Context: I have done in the past stereo recordings in XY position (coincident microphones):
from a source far from at least 20 meters (example: piano in a big reverberant building).
Since the microphones are coincident, there are IID (interaural intensity differences), but, sadly, few ITD (interaural timing differences). Thus the recording is less lively, much less "outside your head" (when listening with headphones), that it could have been with a spaced pair of microphones. That's the final problem that I'm trying to solve, since I can't redo the recordings: respatialize the sound into something closer to a spaced-pair recording. (I have other recordings with a spaced pair non-coicident mics, and I confirm it would have been better). See also Algorithms to re-spatialize a stereo recording audio signal?.
(Any coding idea to achieve this general goal is welcome).
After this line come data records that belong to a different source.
PR #574, opened 2015-12-10
updating docker to 1.9.1

chasebolt:


chasebolt:
pull this PR last since it renames rspec directories; otherwise it will run into a conflict.

PR #578, opened 2015-12-11
Update docker_container library documentation on timeouts

jsm:


chasebolt:
the read/write timeout on the container resource is actually valid and is inherited from docker_base.

you are correct in noticing there is an undocumented `timeout` property. when a container is not detached, this is the length of time to wait for an attached container to return. it would be great if you can update your commit to reflect that in the doc.

jsm:
Hah, guess all I'm doing now is just adding the timeout documentation then.

chasebolt:
:smile: LGTM

PR #585, opened 2015-12-12
Typo fix: it should be pidfile property

artem-sidorenko:
Otherwise you might get `NoMethodError: undefined method `pid_file' for Chef::Resource::Execute`


someara:
released in v2.3.10

PR #587, opened 2015-12-15
Allow distributed gems to be activated normally via Ruby

jkeiser:
Handles these cases better:
1. If docker-api is not loaded or installed on the system, the cookbook’s version will be used.
2. If docker-api is not loaded, and docker-api 1.30 is installed on the system, that will be loaded instead.
3. If docker-api is not loaded, and docker-api 1.23 is installed on the system, the cookbook's version (1.24) will be used.
4. If someone else loaded docker-api 1.23 already, we fail to load the cookbook since it's not an acceptable version.
5. If someone else loaded docker-api 1.30 already, we don't load anything because it is an acceptable version.


someara:
rubocop -a =)

PR #590, opened 2015-12-17
parse binds to match docker cli parsing of -v

### LINKED ISSUE #493: docker_container :create fails with container-only binds property element
I reproduced this with the head of the git repository as of right now (10/11, around noon PST), haven't tried with a released version, so this could potentially be a transient problem. I stumbled across this trying to reproduce #492 . I am using docker 1.7.1 (docker API version 1.19), on CentOS 6.7.

If you specify a container volume in the binds array without the corresponding host volume, creating the container will fail, claiming that the container already exists, even though it actually doesn't.

The semantics of specifying only a container volume without a host volume is that the volume should be placed under /var/lib/docker/volumes/xxxxx/_data (the same semantics as the VOLUME entry in a Dockerfile).

Preparation: make sure that the container "bindtest_chef" is deleted.

Details:

The following resource will always fail with the message "Conflict. The name "bindtest_chef" is already in use by container a7d892f46981. You have to delete (or rename) that container to be able to reuse that name."

    docker_container "bindtest_chef" do
      action :create
      repo "centos"
      binds [ '/home', '/tmp/bindtest:/tmp' ]
    end

The following resource will succeed (the only difference is the first entry in the binds array):

     docker_container "bindtest_chef" do
      action :create
      repo "centos"
      binds [ '/home:/home', '/tmp/bindtest:/tmp' ]
    end

chasebolt:
with great pleasure i bring you this fantastic, over the top, (some say) majestic, PR that resolves #493

### DIFF
--- a/README.md
+++ b/README.md
@@ -1019,10 +1019,11 @@ Most `docker_container` properties are the `snake_case` version of the
 - `command` - The command to run when starting the container.
 - `autoremove` - Boolean - Automatically delete a container when it's
   command exits. Defaults to `false`.
-- `binds` - An array of `:` separated paths to bind mount from the
-  host into the container in the form
-  `['/host-bits:/container-bits', '/more-host-bits:/more-container-bits']`.
-  Defaults to `nil`.
+- `binds` - An array of volume bindings for this container. Each volume binding
+   is a string in one of these forms:
+    `container_path` to create a new volume for the container.
+    `host_path:container_path` to bind-mount a host path into the container.
+    `host_path:container_path:ro` to make the bind-mount read-only inside the container.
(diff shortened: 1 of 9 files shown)


someara:
I merged this thinking I could flip the logic around quickly to make volumes the canonical property.
Ended up backing it out for now.

Will take another crack at it tomorrow

chasebolt:
Hah yea it wasn't so easy. I think it is mainly done in my branch that I haven't pushed up yet. I don't get back from Philippines until Jan 10th though.

someara:
No problem!

I'm going to be in Seattle next week anyway, so I'm going to be a little
slow with the maintainering anyway.

-s

PR #599, opened 2016-01-10
Fix #598. return value check for docker-wait-ready with systemd

### LINKED ISSUE #598: return value check for docker-wait-ready with systemd
**VERSION**
2.4.0
Commit 052f747

**DESCRIPTION**
The script at `templates/default/systemd/docker-wait-ready.erb` is checking for a wrong iterator number to return the failure case.

**REPRODUCE**
The easiest way to test is modifiying docker-wait-ready.erb and introducing at grep ^FAIL-CONTAINER to force failure

odacremolbap:
**VERSION**
2.4.0
Commit 052f747e8c0f69b177137d698226228f2885d093

**REPRODUCE**
( Edited after @bflad 's comment)
Use this modified docker-wait-ready.erb file to test failure
```
#!/usr/bin/env bash
i=0
while [ $i -lt <%= @service_timeout * 2 %> ]; do
  <%= @docker_cmd %> ps | head -n 1 | grep ^failureCONTAINER > /dev/null 2>&1
  [ $? -eq 0 ] && break
  ((i++))
  sleep 0.5
done
[ $i -eq <%= @service_timeout * 2 %> ] && exit 1
exit 0
```

### DIFF
--- a/libraries/docker_service_manager_systemd.rb
+++ b/libraries/docker_service_manager_systemd.rb
@@ -16,6 +16,8 @@ module DockerCookbook
       node['platform_version'].to_f >= 15.04
     end
 
+    property :service_timeout, Integer, default: 20
+
     action :start do
       # Needed for Debian / Ubuntu
       directory '/usr/libexec' do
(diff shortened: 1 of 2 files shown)


bflad:
This is definitely an improvement. There however is still bad logic for the final iteration. If the container does actually start, it'll still return `exit 1` due to the `i+1` being above the `break`

odacremolbap:
@bflad , you are right. Fixed changing the addition after the break.
Thanks a lot.

PR #611, opened 2016-01-20
Use Gem::Version to handle semantic verisoning and be compatible for ≥ 1.10

Soulou:
The current 'master' code is not working for docker >= 1.10

Explanation:

``` ruby
"1.10".to_f < 1.8
```

It results in running `docker -d` instead of `docker daemon`

This patch fix that by using `Gem::Version` class which handle pretty well versions, and even, pre-version.

### DIFF
--- a/libraries/helpers_service.rb
+++ b/libraries/helpers_service.rb
@@ -92,7 +92,7 @@ module DockerCookbook
       end
 
       def docker_daemon_arg
-        if docker_major_version.to_f < 1.8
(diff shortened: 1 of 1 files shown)


someara:
Hello!

We need to check the version on the docker binary, not the version of the docker-api gem.
-s

Soulou:
True, that exactly what it is doing.

The check is using `Gem::Version` as a tool to understand semantic versioning, it is not looking at the `docker-api` gem at all.

Soulou:
Great thanks!

PR #787, opened 2016-12-14
When stopping via execute, wait until Docker is fully stopped

RoboticCheese:
### Description

I've only been able to reproduce this when doing Docker-in-Docker via
kitchen-docker, but there are cases where the restart can happen faster
than Docker can stop. There is a split second after killing the process
where the PID file still exists, and Docker will fail to start if the
PID file exists.

### Check List

Signed-off-by: Jonathan Hartman <j@p4nt5.com>


RoboticCheese:
The build failure was because of some RuboCop offenses unrelated to this change.

PR #815, opened 2017-01-31
vendoring docker-api-1.33.2

someara:


methodmissing:
Hi, just wondering about the Mach specific shared objects making it's way into the gem vendor as it'll be useless on Linux and other platforms ...

* https://github.com/chef-cookbooks/docker/pull/815/files#diff-22bc1cdd05c897ff1484caba0aceb4d1

* https://github.com/chef-cookbooks/docker/pull/815/files#diff-ca3854f43faa571c10f9c133cc2a6256

someara:
whoops! nice catch. I didn't realize json would get pulled in as a dep.
reverting.... going back to the autoload method in 2.14.3

PR #824, opened 2017-02-15
Require 12.5 and remove the need for compat_resource

tas50:
Avoid a pile of pain with compat_resource


someara:
YAAAASS
(will fix up travis before release)

PR #853, opened 2017-04-30
Add network_aliases support

jsirex:
### Description

Docker host_name actually doesn't set containers' hostname globally to
the docker network. But `--network-alias` does.


someara:
Thanks! Released in v2.15.6

PR #857, opened 2017-05-11
Remove support for Precise and Vivid

tas50:
These are both EOL and have old kernsl. Let them die

Signed-off-by: Tim Smith <tsmith@chef.io>

### DIFF
--- a/.travis.yml
+++ b/.travis.yml
@@ -1,11 +1,11 @@
 sudo: required
 dist: trusty
 
-# install the pre-release chef-dk.  Use chef-stable-trusty to install the stable release
+# install the pre-release chef-dk.
 addons:
   apt:
     sources:
-      - chef-stable-trusty
+      - chef-current-trusty
     packages:
       - chefdk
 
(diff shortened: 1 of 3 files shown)


someara:
Gotta keep Presicse

tas50:
It's EOL and not getting security updates anymore.

someara:
It gets security updates into 2019 through Extended Security Maintenance.
Docker explicitly publishes precise packages, which will work by installing a modern kernel from backports.

-s

chasebolt:
the new docker repos, which i have been switching everything over to, no longer supports precise and vivid. https://download.docker.com/linux/ubuntu/dists/

i think we should drop support as it will make testing more difficult and i dont even want to think about the feature support once i get this library up to date with all the new docker features.

chasebolt:
ok ill keep the helper logic for precise. imo, if someone is going through all the effort in still using precise with a newer docker cookbook, they really should be using the `package_name` and `package_version` properties.

someara:
I resemble that remark!

chasebolt:
vivid has been removed. keeping precise until someone *cough* @someara *cough* upgrades a few systems.

PR #867, opened 2017-06-06
Bug: Change kill_after property default value to nil

tkilloren:
### Description

I was getting read timeout errors when using the :restart action on multiple docker_container resources in the same run.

The option I'm now considering to achieve this goal in this question is to:
- decompose the signal
R[n](left, right) into several layers
- apply different ITD (Interaural Timing Differences) on each layer
- mix the layers to get a new output signal
Example with Mid-Side:
Mid[n] = (L[n] + R[n]) / 2 Side[n] = (L[n] - R[n]) / 2 Out_L[n] = Mid[n] + Side[n + K1] # K1 is a time-shifting parameter Out_R[n] = Mid[n] - Side[n + K2] # K2 is a time-shifting parameter
I tried this, but it does not really help to achieve the goal mentioned above.
Question: Is there a decomposition of a stereo signal that goes beyond than Mid (0°) + Side (90°) ?
Layer1[n] = Mid (0° to 30°) Layer2[n] = Diagonal (30° to 60°) Layer3[n] = Side (60° to 90°)
Note: The "Coincident Microphones" part of this answer of Algorithms to re-spatialize a stereo recording audio signal? could be useful, but I don't see exactly how to use this concretely in an applied algorithm.